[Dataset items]
● ● ● ● ● ● ●
PR #864, opened 2019-10-08
Add teams packet to the scoreboard

IdanHo:
Stores data about scoreboard teams.

### DIFF
--- a/lib/plugins/scoreboard.js
+++ b/lib/plugins/scoreboard.js
@@ -4,6 +4,7 @@ module.exports = inject
 
 function inject (bot) {
   const scoreboards = {}
+  const teams = {}
 
   bot._client.on('scoreboard_objective', (packet) => {
     if (packet.action === 0) {
@@ -57,6 +58,47 @@ function inject (bot) {
     }
   })
 
+  bot.on('teams', (packet) => {
+    if (packet.mode === 0) {
+      let team = {};
+      team.displayName = packet.name
+      team.prefix = packet.prefix
+      team.suffix = packet.suffix
+      team.friendlyFire = packet.friendlyFire
+      team.nameTagVisibility = packet.nameTagVisibility
+      team.collisionRule = packet.collisionRule
+      team.color = packet.color
+      team.players = packet.players
+      teams[packet.team] = team
+    }
+
+    if (packet.mode === 1) {
+      delete teams[packet.team]
+    }
+
+    if (packet.mode === 2) {
+      if (teams[packet.team] === undefined) return
+      teams[packet.team].displayName = packet.name
+      teams[packet.team].prefix = packet.prefix
+      teams[packet.team].suffix = packet.suffix
+      teams[packet.team].friendlyFire = packet.friendlyFire
+      teams[packet.team].nameTagVisibility = packet.nameTagVisibility
+      teams[packet.team].collisionRule = packet.collisionRule
+      teams[packet.team].color = packet.color
+    }
+
+    if (packet.mode === 3) {
+            if (teams[packet.team] === undefined) return
+            teams[packet.team].players = teams[packet.team].players.concat(packet.players)
+    }
+
+    if (packet.mode === 4) {
+            if (teams[packet.team] === undefined) return
+            teams[packet.team].players = teams[packet.team].players.filter((el) => !packet.players.includes(el))
+    }
+  })
+
   bot.scoreboards = scoreboards
   bot.scoreboard = ScoreBoard.positions
+  bot.teams = teams
 }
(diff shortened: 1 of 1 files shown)


lib/plugins/scoreboard.js
```diff
@@ -57,6 +58,47 @@ function inject (bot) {
...
+      team.players = packet.players
+      teams[packet.team] = team
+    }
+
+    if (packet.mode === 1) {
+      delete teams[packet.team]
+    }
+
+    if (packet.mode === 2) {
+      if (teams[packet.team] === undefined) return
```
wvffle: Shouldn't we create a team then?

lib/plugins/scoreboard.js
```diff
@@ -57,6 +58,47 @@ function inject (bot) {
...
+      teams[packet.team].displayName = packet.name
+      teams[packet.team].prefix = packet.prefix
+      teams[packet.team].suffix = packet.suffix
+      teams[packet.team].friendlyFire = packet.friendlyFire
+      teams[packet.team].nameTagVisibility = packet.nameTagVisibility
+      teams[packet.team].collisionRule = packet.collisionRule
+      teams[packet.team].color = packet.color
```
wvffle: Are you sure that none of these values are `undefined`?

lib/plugins/scoreboard.js
```diff
@@ -57,6 +58,47 @@ function inject (bot) {
     }
   })
 
+  bot.on('teams', (packet) => {
```
wvffle: I'd rather keep it separate from the `scoreboard.js`

lib/plugins/scoreboard.js
```diff
@@ -57,6 +58,47 @@ function inject (bot) {
...
+    if (packet.mode === 0) {
+      const team = {}
+      team.displayName = packet.name
+      team.prefix = packet.prefix
+      team.suffix = packet.suffix
+      team.friendlyFire = packet.friendlyFire
+      team.nameTagVisibility = packet.nameTagVisibility
+      team.collisionRule = packet.collisionRule
+      team.color = packet.color
+      team.players = packet.players
```
wvffle: I'd map this array to the values of `bot.players` or add `bot.onlinePlayers` which does that

lib/plugins/scoreboard.js
IdanHo: The vanilla client stores team and scoreboard data in the same class, but we can just make a teams.js

lib/plugins/scoreboard.js
IdanHo: the vanilla client just assumes the team exist, its possible this line isnt even needed.

lib/plugins/scoreboard.js
IdanHo: none of these can be undefined, as they all have default values in the vanilla server/client

lib/plugins/scoreboard.js
IdanHo: im not sure what you mean by that, do you mean you want to instead of store a list of players in the team object, store the player's team in each of the team's players?

wvffle: I meant `team.onlinePlayers` which would map `team.players` to `bot.players` values. `player.team` is also a good idea

lib/plugins/scoreboard.js
Artiik373: Shouldn't this be `bot._client.on('scoreboard_team', (packet) => {`?

lib/plugins/scoreboard.js
wvffle: Have you actually tested this?

lib/plugins/scoreboard.js
wvffle: Have you actually tested this?

lib/plugins/scoreboard.js
IdanHo: No? That's just not the name of the packet:
https://github.com/PrismarineJS/minecraft-data/blob/master/data/pc/1.12.2/protocol.json#L2593

IdanHo: oh you it does need to be `bot._client` and not just `bot` though

lib/plugins/scoreboard.js
IdanHo: yes ive run it on my own bot on several non vanilla servers already, seems to work fine

lib/plugins/scoreboard.js
IdanHo: yes ive run it on my own bot on several non vanilla servers already, seems to work fine

IdanHo:
seems like i have previously accidentally deleted the fork this pull request represents, and as such im gonna have to close this pull request and reopen it in order to commit the requested changes.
● ● ● ● ● ● ●
▸ Problem statement: All records above are to be printed exactly, with nothing omitted.

▸ Written reply:
PR #864, opened 2019-10-08
Add teams packet to the scoreboard

IdanHo:
Stores data about scoreboard teams.

### DIFF
--- a/lib/plugins/scoreboard.js
+++ b/lib/plugins/scoreboard.js
@@ -4,6 +4,7 @@ module.exports = inject
 
 function inject (bot) {
   const scoreboards = {}
+  const teams = {}
 
   bot._client.on('scoreboard_objective', (packet) => {
     if (packet.action === 0) {
@@ -57,6 +58,47 @@ function inject (bot) {
     }
   })
 
+  bot.on('teams', (packet) => {
+    if (packet.mode === 0) {
+      let team = {};
+      team.displayName = packet.name
+      team.prefix = packet.prefix
+      team.suffix = packet.suffix
+      team.friendlyFire = packet.friendlyFire
+      team.nameTagVisibility = packet.nameTagVisibility
+      team.collisionRule = packet.collisionRule
+      team.color = packet.color
+      team.players = packet.players
+      teams[packet.team] = team
+    }
+
+    if (packet.mode === 1) {
+      delete teams[packet.team]
+    }
+
+    if (packet.mode === 2) {
+      if (teams[packet.team] === undefined) return
+      teams[packet.team].displayName = packet.name
+      teams[packet.team].prefix = packet.prefix
+      teams[packet.team].suffix = packet.suffix
+      teams[packet.team].friendlyFire = packet.friendlyFire
+      teams[packet.team].nameTagVisibility = packet.nameTagVisibility
+      teams[packet.team].collisionRule = packet.collisionRule
+      teams[packet.team].color = packet.color
+    }
+
+    if (packet.mode === 3) {
+            if (teams[packet.team] === undefined) return
+            teams[packet.team].players = teams[packet.team].players.concat(packet.players)
+    }
+
+    if (packet.mode === 4) {
+            if (teams[packet.team] === undefined) return
+            teams[packet.team].players = teams[packet.team].players.filter((el) => !packet.players.includes(el))
+    }
+  })
+
   bot.scoreboards = scoreboards
   bot.scoreboard = ScoreBoard.positions
+  bot.teams = teams
 }
(diff shortened: 1 of 1 files shown)


lib/plugins/scoreboard.js
```diff
@@ -57,6 +58,47 @@ function inject (bot) {
...
+      team.players = packet.players
+      teams[packet.team] = team
+    }
+
+    if (packet.mode === 1) {
+      delete teams[packet.team]
+    }
+
+    if (packet.mode === 2) {
+      if (teams[packet.team] === undefined) return
```
wvffle: Shouldn't we create a team then?

lib/plugins/scoreboard.js
```diff
@@ -57,6 +58,47 @@ function inject (bot) {
...
+      teams[packet.team].displayName = packet.name
+      teams[packet.team].prefix = packet.prefix
+      teams[packet.team].suffix = packet.suffix
+      teams[packet.team].friendlyFire = packet.friendlyFire
+      teams[packet.team].nameTagVisibility = packet.nameTagVisibility
+      teams[packet.team].collisionRule = packet.collisionRule
+      teams[packet.team].color = packet.color
```
wvffle: Are you sure that none of these values are `undefined`?

lib/plugins/scoreboard.js
```diff
@@ -57,6 +58,47 @@ function inject (bot) {
     }
   })
 
+  bot.on('teams', (packet) => {
```
wvffle: I'd rather keep it separate from the `scoreboard.js`

lib/plugins/scoreboard.js
```diff
@@ -57,6 +58,47 @@ function inject (bot) {
...
+    if (packet.mode === 0) {
+      const team = {}
+      team.displayName = packet.name
+      team.prefix = packet.prefix
+      team.suffix = packet.suffix
+      team.friendlyFire = packet.friendlyFire
+      team.nameTagVisibility = packet.nameTagVisibility
+      team.collisionRule = packet.collisionRule
+      team.color = packet.color
+      team.players = packet.players
```
wvffle: I'd map this array to the values of `bot.players` or add `bot.onlinePlayers` which does that

lib/plugins/scoreboard.js
IdanHo: The vanilla client stores team and scoreboard data in the same class, but we can just make a teams.js

lib/plugins/scoreboard.js
IdanHo: the vanilla client just assumes the team exist, its possible this line isnt even needed.

lib/plugins/scoreboard.js
IdanHo: none of these can be undefined, as they all have default values in the vanilla server/client

lib/plugins/scoreboard.js
IdanHo: im not sure what you mean by that, do you mean you want to instead of store a list of players in the team object, store the player's team in each of the team's players?

wvffle: I meant `team.onlinePlayers` which would map `team.players` to `bot.players` values. `player.team` is also a good idea

lib/plugins/scoreboard.js
Artiik373: Shouldn't this be `bot._client.on('scoreboard_team', (packet) => {`?

lib/plugins/scoreboard.js
wvffle: Have you actually tested this?

lib/plugins/scoreboard.js
wvffle: Have you actually tested this?

lib/plugins/scoreboard.js
IdanHo: No? That's just not the name of the packet:
https://github.com/PrismarineJS/minecraft-data/blob/master/data/pc/1.12.2/protocol.json#L2593

IdanHo: oh you it does need to be `bot._client` and not just `bot` though

lib/plugins/scoreboard.js
IdanHo: yes ive run it on my own bot on several non vanilla servers already, seems to work fine

lib/plugins/scoreboard.js
IdanHo: yes ive run it on my own bot on several non vanilla servers already, seems to work fine

IdanHo:
seems like i have previously accidentally deleted the fork this pull request represents, and as such im gonna have to close this pull request and reopen it in order to commit the requested changes.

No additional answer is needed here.